Он не только превозносит «вожделений родник» как высший принцип мироздания, но припадает к этому роднику, соблазняя нежную девушку, которую зовут Психеей (именно это в первую очередь и дало повод полагать, что в образе Сатира Гёте изобразил Гердера, чья невеста в кругу «чувствительных душ» в Дармштадте тоже носила имя Психея). Когда, прикрыв чресла набедренной повязкой, он плетет свои обольстительные сети, на какое-то время ему удается завлечь в них и собравшийся народ. В его речах звучит подлинный пафос и искреннее волнение, как будто в него действительно вселился некий высший дух. Он грезит о «родной груди природы», которую можно чувствовать повсюду и в себе самом, если только скинуть «нарядов чуждый гнет» и наконец «землею усладиться»[416]. О том же мог бы говорить Прометей или любой другой гётевский пророк. Сатира же вскоре разоблачают и изгоняют, но остается чувство, что религиозный восторг не так далек от религиозного безумия. В этих вещах подделку сложно отличить от оригинала. Только сатира выводит персонажей и читателей из лабиринта обмана. В финале пьесы, в отличие от реальной жизни, все ясно: здесь – обманутые, там – обманщик.
Перекроить под свой рост «одеяние титана»[417] – этой метафорой Гёте описывает свои отчасти патетические, а отчасти сатирические литературные опыты на тему (бого) вдохновения и обольщения. У истинного пророка есть доступ к высшим мирам, и он приносит людям учение, направляющее их в их жизни. Пророк может сказать: ты должен изменить свою жизнь! Поэт так сказать не может. Единственное, что он дает людям, – это он сам. Однако и это может иметь сильнейшее воздействие и жить в человеческой памяти еще долгие годы.
Глава девятая
В феврале 1774 года Гёте, не имея отточенного замысла или плана, начинает писать «Вертера». Он пишет на одном дыхании – произведение, очевидно, уже сложилось в его голове. Через три месяца роман готов.

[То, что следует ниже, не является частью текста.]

Issue #554, opened 2022-12-15
[FEA]: Log parsing training for variable token lengths


raykallen:
### Is this a new feature, an improvement, or a change to existing functionality?

New Feature

### How would you describe the priority of this feature request

Critical (currently preventing usage)

### Please provide a clear description of problem this feature solves

I want Morpheus log parsing training to have desired token length for the trained model as a variable.

### Describe your ideal solution

The main functionality missing is that the token labels created from parsed logs in the training dataset need to be apply to the log pieces that are created when the length of the model is shorter than the length of the logs. 

### Code of Conduct

- [X] I agree to follow this project's Code of Conduct
- [X] I have searched the [open feature requests](https://github.com/nv-morpheus/Morpheus/issues?q=is%3Aopen+is%3Aissue+label%3A%22feature+request%22%2Cimprovement%2Cenhancement) and have found no duplicates for this feature request

PR #597, opened 2023-01-05
Log parsing model training for split logs and smaller models

raykallen:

Об этой эпохе своей жизни Гёте вспоминает в «Поэзии и правде»: «Моя тяга творить была беспредельна»[418]. Темы и сюжеты не иссякают. Стихотворения на случай, сатиры и фарсы, как, например, «Ярмарка в Плундерсвейлерне», «Фастнахтшпиль о патере Брее», «Сатир, или Обоготворенный леший». Уже готовым сочинениям он не придает особого значения и не ищет славы: «…любовь к этим произведениям вновь вспыхивала во мне лишь после того, как я их прочитывал друзьям, а значит, и себе»[419]. То, что «Гёц» вышел за пределы узкого круга друзей и вызвал огромный интерес общественности, что Гёте в одночасье стал важной фигурой на литературной сцене, ничуть не повлияло на его подход к работе. Им по-прежнему руководит спонтанная «тяга творить». У него появляются грандиозные замыслы. Он работает одновременно над драмами о Магомете, Прометее и Фаусте. Однако его не оставляет чувство, что своими произведениями он еще недостаточно приблизился к собственной жизни, что они еще не могут считаться подлинными «плодами»[420] его опыта. Об этом он пишет в конце 1773 года, незадолго до начала работы над «Вертером» – романом, о котором в «Поэзии и правде» Гёте говорит, что он повторил в нем «недавнюю свою жизнь» и впервые нашел ей «поэтическое применение»[421].
Речь идет о любовной истории в Вецларе. С тех пор прошло уже полтора года, боль от безответной любви утихла. Остались лишь меланхоличные воспоминания. Прошлые страдания порой дают о себе знать, но в целом все улеглось, успокоилось. Надрывная вертеровская интонация исчезла из писем Кестнеру – как правило, Гёте пишет ему, предполагая, что читать его послания он будет вместе с Лоттой. Исполненные любви упоминания о Лотте не выходят за рамки приличий. Чувствуется, что Гёте получает удовольствие от собственных удачных формулировок и остроумных шуток. Его письма буквально напичканы иронией. Так, например, он пишет, что весьма обеспокоен, сохранилась ли у Лотты ее «кофта в голубую полосочку»: его бы очень огорчила ее утрата, ибо кофточку Лотты он «любил едва ли не больше, чем ее саму»[422]. Волнения по такому поводу говорят лишь о том, что волноваться за самого Гёте нет причин.
Когда в «Поэзии и правде» Гёте называет роман о страданиях Вертера «исповедью» и добавляет, что ему «эта вещь, более чем какая-либо другая, дала возможность вырваться из разбушевавшейся стихии»[423], то под стихией он, очевидно, имеет в виду не историю своей влюбленности в Лотту, а нечто другое, что случилось с ним за прошедшие полтора года.